## [The data]

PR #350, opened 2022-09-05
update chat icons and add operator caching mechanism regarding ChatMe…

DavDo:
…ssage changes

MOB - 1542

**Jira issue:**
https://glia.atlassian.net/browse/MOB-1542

## [How to complete this task]
The response is the exact set of lines from the one holding "update chat icons" through the last line of the material.

## [Task response]
update chat icons and add operator caching mechanism regarding ChatMe…

DavDo:
…ssage changes

MOB - 1542

**Jira issue:**
https://glia.atlassian.net/browse/MOB-1542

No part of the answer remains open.